START Given information
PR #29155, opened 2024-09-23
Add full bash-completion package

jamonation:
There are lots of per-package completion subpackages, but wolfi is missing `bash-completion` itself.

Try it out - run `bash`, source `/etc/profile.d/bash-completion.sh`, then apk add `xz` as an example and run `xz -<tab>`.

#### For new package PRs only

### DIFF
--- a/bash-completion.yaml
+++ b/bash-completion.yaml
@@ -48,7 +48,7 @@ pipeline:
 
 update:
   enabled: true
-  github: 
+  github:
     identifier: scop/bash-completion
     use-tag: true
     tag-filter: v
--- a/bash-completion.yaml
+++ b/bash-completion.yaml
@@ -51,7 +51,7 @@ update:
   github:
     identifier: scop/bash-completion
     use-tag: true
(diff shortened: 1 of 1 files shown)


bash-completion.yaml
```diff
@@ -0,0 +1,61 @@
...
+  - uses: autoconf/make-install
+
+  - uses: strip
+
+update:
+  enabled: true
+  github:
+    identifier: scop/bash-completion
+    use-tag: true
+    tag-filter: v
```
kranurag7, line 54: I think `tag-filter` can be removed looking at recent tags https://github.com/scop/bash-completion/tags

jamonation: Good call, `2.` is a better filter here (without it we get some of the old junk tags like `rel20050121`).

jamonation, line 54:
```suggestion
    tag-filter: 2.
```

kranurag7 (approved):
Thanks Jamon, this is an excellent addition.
END Given information
Description of the task
Exactly as given, restate all the lines above.

Written solution
PR #29155, opened 2024-09-23
Add full bash-completion package

jamonation:
There are lots of per-package completion subpackages, but wolfi is missing `bash-completion` itself.

Try it out - run `bash`, source `/etc/profile.d/bash-completion.sh`, then apk add `xz` as an example and run `xz -<tab>`.

#### For new package PRs only

### DIFF
--- a/bash-completion.yaml
+++ b/bash-completion.yaml
@@ -48,7 +48,7 @@ pipeline:
 
 update:
   enabled: true
-  github: 
+  github:
     identifier: scop/bash-completion
     use-tag: true
     tag-filter: v
--- a/bash-completion.yaml
+++ b/bash-completion.yaml
@@ -51,7 +51,7 @@ update:
   github:
     identifier: scop/bash-completion
     use-tag: true
(diff shortened: 1 of 1 files shown)


bash-completion.yaml
```diff
@@ -0,0 +1,61 @@
...
+  - uses: autoconf/make-install
+
+  - uses: strip
+
+update:
+  enabled: true
+  github:
+    identifier: scop/bash-completion
+    use-tag: true
+    tag-filter: v
```
kranurag7, line 54: I think `tag-filter` can be removed looking at recent tags https://github.com/scop/bash-completion/tags

jamonation: Good call, `2.` is a better filter here (without it we get some of the old junk tags like `rel20050121`).

jamonation, line 54:
```suggestion
    tag-filter: 2.
```

kranurag7 (approved):
Thanks Jamon, this is an excellent addition.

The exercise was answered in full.